Isabel Villegas is a senior studying Politics & International Relations and Spanish

(This post is the next in Readings in Reconciliation.  Click to learn more about the segment and the series, From the Field.)

COVID-19 has existed for only two years, yet has already changed the world insurmountably. The novel virus has disrupted global markets, shaken political institutions, and transformed social structures. Certainly, no country will ever be quite the same in the aftermath of the pandemic. Assessing this permanently-altered state of the international system, journalist Fareed Zakaria penned a list of insights to navigate this new environment in his book, Ten Lessons for a Post-Pandemic World.
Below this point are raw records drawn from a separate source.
PR #890, opened 2026-06-23
Add "Move To Here" click-to-move in the visualizer

gcormier:
image

Adds a "move to here" button. Intent to easily jog around based on the loaded file. My use case - find spots where I can safely drill some screws into my spoilboard to hold down a workpiece based on avoiding toolpaths :)

Goals were
1. Avoid accidental clicks
2. Touch and mouse friendly interaction

Note that the retract Z currently does not go back down. Personally I hate it any time my Z goes down without my consent (or running a job). Need feedback on Z behavior, as I know we also want to target machines without a homing sensor for gSender.

### DIFF
--- a/src/app/src/features/DRO/utils/SafeMove.ts
+++ b/src/app/src/features/DRO/utils/SafeMove.ts
@@ -1,0 +1,53 @@
+import controller from 'app/lib/controller';
+import store from 'app/store';
+import get from 'lodash/get';
+
+/**
+ * Build the gcode lines required to retract Z to the user's configured safe
+ * height before performing a rapid XY move.
+ *
+ * Mirrors the retract logic used by "Go To Location" so the two features stay
+ * consistent:
+ *  - When homing is enabled, retract in machine space (G53) but only if the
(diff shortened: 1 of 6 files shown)


gcormier:
@kglovern any thoughts on Z behavior?

kglovern:
> @kglovern any thoughts on Z behavior?

I'm fine with Z not going back down - that's how we treat safe height for go to movements without limit switches anyways currently.  Being consistent across homed/non-homed is fine.

The sticking point rn is we are in the midst of re-writing the visualizer completely since it's one of the last js files still in the front-end and largely CNCjs still so this would need to be migrated over if we were to add it as a feature.

gcormier:
I can close this then and re-open once you are done that - is that work on a branch right now?

kglovern:
> I can close this then and re-open once you are done that - is that work on a branch right now?

https://github.com/Sienci-Labs/gsender/tree/features/visualizer_update

It should be largely functional as is and I don't see the structure changing much, just a few edge cases to clean up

Although in some ways the piece feels like it may have been written prematurely, the book as a whole does an excellent job at raising awareness of some of the world’s most pressing issues, in order to help humanity discern their collective steps
moving forward.

Perhaps one of the most significant and critical takeaways from Zakaria’s book is the fact that, in this pandemic era, the world has — and will only continue to — change at a rapid pace. Notes Zakaria, “human beings have been developing their societies … at unprecedented speed. It is as
if we have built the fastest race car ever and are driving it through unknown, unmarked terrain” (28). Advances in technology, dynamic political relationships, and even environmental transformations are somewhat inevitable at this point in human history. It is now up to
individuals and societies to make the decision of whether or not they will prepare accordingly. Zakaria concludes his race car metaphor, stating, “it’s time to install [airbags] and buy some insurance. And above all, it’s time to buckle up” (28). Most individuals have some degree of wariness when it comes to change and the upheaval that it has the potential to bring, but Zakaria aptly warns that it is not only impossible but also unwise to avoid it.
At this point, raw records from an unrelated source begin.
PR #906, opened 2026-07-13
WIP: Surface an unapplied tool length offset in the DRO

gcormier:
## The problem

After a fresh power-on, grblHAL zeroes the applied tool length offset. The tool table survives in NVS, and with `$485` the current tool number does too, but the *applied* offset does not: `gc_init()` memsets the parser state on a cold start, leaving G49 active.

The result is a controller that reports `T:1` with a perfectly good length sitting in tool table slot 1, while measuring from the spindle gauge line. Nothing re-applies the offset on its own. On my machine the Z DRO read 14.635mm short until I re-probed the tool, because the probe macro ends with a `G43` and that was the only thing putting the offset back.

This is not a display-only issue. The machine moves wrong too. Anything that just folds the TLO into the readout would make the DRO lie in the other direction.

## Why gSender could not see it

`GRBL_MODAL_GROUPS` and `GRBL_HAL_MODAL_GROUPS` had no group for the tool length offset words. `GrblLineParserResultParserState` / `GrblHalLineParserResultParserState` match each `$G` word against those tables and `continue` on a miss, so `G43`, `G43.1`, `G43.2` and `G49` were parsed and then discarded. gSender had the tool table, the current tool and the TLO parameter all in hand and still had no way to know the offset was not applied.

## Changes

- Add a `tlo` modal group to both controllers (`G43`/`G43.1`/`G43.2`/`G49` for grblHAL, `G43.1`/`G49` for grbl). These words were already being received and thrown away; they now populate `controller.modal.tlo`.
- Widen the `TLO` type to match what grblHAL actually reports (`report.c` emits `G43`, `G43.1` and `G43.2`, not just `G43.1`).
- Add a `ToolOffsetWarning` banner to the DRO, backed by a `useToolOffsetApplied` hook.
- Fix the `$G` echo in `GrblHalController.write()`. `replyParserState` was compared against `GRBLHAL_REALTIME_COMMANDS.GCODE_REPORT`, which is `'$G\n'`, but `cmd` has already been trimmed, so the comparison could never be true and a manually typed `$G` printed nothing at all. The grbl controller uses a literal `'$G'` and was unaffected; the grblHAL side regressed when the literal was swapped for the constant.

## When the warning fires

Only when every one of these holds:

- controller is grblHAL
- the machine has homed
- `T:` reports a tool above zero
- that tool's table entry has a non-zero Z offset
- `modal.tlo` is a `G49` that has actually been observed in a `[GC:]` report

No G-code is sent. It is a warning only.

## Deliberately not doing

**No automatic `G43`.** The real fix belongs in firmware, as a startup line (`$N0=G43` re-applies the persisted tool's offset after every successful `$H`, since a bare `G43` defaults its H word to the current tool). Having gSender inject the command would paper over exactly the kind of missing configuration this is meant to reveal.

`modal.tlo` is intentionally left undefined until a real parser-state report arrives, rather than defaulting to `G49`. Every path where we do not actually know resolves to no warning: no `[GC:]` reply yet, `G43.1`/`G43.2` dynamic offsets that the tool table knows nothing about, plain grbl, unhomed, tool 0, or a zero/unreadable table entry.

## Testing status

Untested on hardware beyond the diagnosis itself. Marking as draft.

### DIFF
--- a/src/app/src/features/DRO/component/ToolOffsetWarning.tsx
+++ b/src/app/src/features/DRO/component/ToolOffsetWarning.tsx
@@ -1,0 +1,41 @@
+import { AlertTriangle } from 'lucide-react';
+
+import {
+    Tooltip,
+    TooltipContent,
+    TooltipProvider,
+    TooltipTrigger,
+} from 'app/components/shadcn/Tooltip';
+
+import { useToolOffsetApplied } from '../utils/useToolOffsetApplied';
+
+export function ToolOffsetWarning() {
+    const toolOffsetApplied = useToolOffsetApplied();
+
+    if (toolOffsetApplied) {
+        return null;
+    }
+
+    return (
+        <TooltipProvider delayDuration={300}>
+            <Tooltip>
+                <TooltipTrigger asChild>
+                    <div
+                        className="flex flex-row gap-1 items-center justify-center py-0.5 text-xs font-semibold text-amber-700 dark:text-amber-500 cursor-default"
+                        role="status"
+                    >
+                        <AlertTriangle className="w-3 h-3 shrink-0" />
+                        <span>Tool offset not applied</span>
+                    </div>
+                </TooltipTrigger>
+                <TooltipContent className="max-w-72">
+                    The loaded tool has a length in the tool table, but the
+                    controller is in G49 so the work Z below does not include
+                    it. Run a tool change or send G43 to apply it, and set a
+                    startup line ($N0=G43) to have it re-applied automatically
+                    after homing.
+                </TooltipContent>
+            </Tooltip>
+        </TooltipProvider>
+    );
+}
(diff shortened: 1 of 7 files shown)


gcormier:
Leaving this as a draft for now. I want to run it on my own machine across a few power cycles and tool changes before I'd call it ready, in particular to confirm the warning clears the moment a `G43` lands and that it stays quiet during dynamic-TLO probing. I'll keep an eye on it and will un-draft once I've tested more.

gcormier:
Setting a `$N0` can negate the need for this change, but that seems like bad UX when our sender could warn us. I think the Sienci ATC sets $N0 as part of the bundled install, which is why maybe it was not noticed.

kglovern:
ATC sets N0 and N1 as part of installation (P100 and P200)

https://github.com/Sienci-Labs/atc_macros/blob/ef4c60f0ee3dac45af9241d7696a073a262028df/P999.macro#L52

Theoretically this could be simplified into a single macro (since P100 is just settings variables it's easy to prepend to the content of P200) but there's possible legacy installation issues that might arise if we did that

gcormier:
> ATC sets N0 and N1 as part of installation (P100 and P200)
> 
> https://github.com/Sienci-Labs/atc_macros/blob/ef4c60f0ee3dac45af9241d7696a073a262028df/P999.macro#L52

Should that be mandatory for gSender users with non Sienci ATC? Or should we surface this potential gap and tell the user?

Overall, Zakaria’s insights are astute and well-informed, but one cannot help but occasionally wonder if his reflections come too early. His book was only published in 2020, the very same year that the global pandemic began. One could argue that not enough time has passed
between the circumstances he describes and his analysis of them. History and lived experience alone could demonstrate that clarity and understanding of a situation increases and improves with the passing of time. In some ways, Zakaria’s predictions about the state of the world moving
forward are at best mere speculations. And while his reasonings are thoroughly supported by data and statistics, if the pandemic era has demonstrated anything it is that the future is unpredictable. As Zakaria even admits himself in his book, “nothing is written” (246).
The lessons he presents surely ought to be appreciated, but one also should take them with a grain of salt.
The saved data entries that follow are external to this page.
PR #916, opened 2026-08-06
Portrait macro bar with drag-and-drop reordering

J-eremy:
I have recently upgraded my cnc computer and added a touch screen that I have set in portrait mode. While gsender works great in landscape mode I found myself fat fingering the wrong macro's more than I would like to admit. I added a macro bar that is disabled by default but has an option in the normal settings to turn it on. It only will show up if it is in portrait aspect ration AND there are macros.

## Summary

Adds a quick-access macro bar at the bottom of the screen when using gSender in portrait orientation. This is particularly useful for touch-screen or tablet setups on CNC machines where portrait mode is the primary layout.

## What changed

- **New `PortraitMacroBar` component** — renders a grid of macro buttons at the bottom of the Carve page in portrait mode, with drag-and-drop reordering via `@dnd-kit`
- **Carve layout updated** — bottom section now uses `flex-col` so the macro bar occupies space naturally without hardcoded padding
- **Toggle setting** — users can enable/disable the macro bar from Settings > Basic > UI Settings > "Portrait macro bar"
- **TypeScript interface** — `portraitMacroBar` added to the `Workspace` type
image

## How to test

1. Enable the setting in Settings > Basic > UI Settings > "Portrait macro bar"
2. Rotate to portrait orientation (or use a narrow viewport)
3. The macro bar appears at the bottom with your configured macros
4. Drag macros to reorder — the order persists across sessions
5. Disable the setting — bar disappears, no leftover padding
image

## Notes

- Follows the same patterns as `spindleFunctions` and `coolantFunctions` for the toggle (`useWorkspaceState`)
- When disabled, the bar takes no space — no absolute positioning or padding hacks
- Landscape mode is unaffected

image

### DIFF
--- a/src/app/src/features/Config/assets/SettingsMenu.ts
+++ b/src/app/src/features/Config/assets/SettingsMenu.ts
@@ -380,6 +380,14 @@ export const SettingsMenu: SettingsMenuSection[] = [
                         min: 0,
                         max: 4,
                     },
+                    {
+                        label: 'Portrait macro bar',
+                        key: 'workspace.portraitMacroBar',
+                        description:
+                            'Show a quick-access macro bar at the bottom of the screen in portrait mode.',
+                        type: 'boolean',
+                        defaultValue: false,
+                    },
                 ],
             },
             {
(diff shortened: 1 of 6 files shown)


kglovern:
There were some unintentional knock-on effects on the landscape mode view even with this option disabled but I've fixed them locally and we should be merging this.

Zakaria’s book has certain implications for students of politics as well. For young people interested in the workings of government or global affairs, the lessons found in this book provide useful knowledge on new realities of the world. Phenomena such as the rise in artificial
intelligence, climate change, and strife between the United States and China all ought to be understood if one hopes to truly make positive contributions to the field of politics. More importantly though, Zakaria is honest in his assessment of these trends, but never in a way that
may cause students to feel discouraged. Rather, he charges his audience to take the reins of their collective destiny, and steer it in a direction that promotes the common good. The effects of the pandemic can never be undone, but that is not to say that individuals must sit idly by or refuse to adapt to circumstances. The future is in the hands of those who wish to impact it, which is ultimately a truth that should inspire faith, hope, and purposeful action.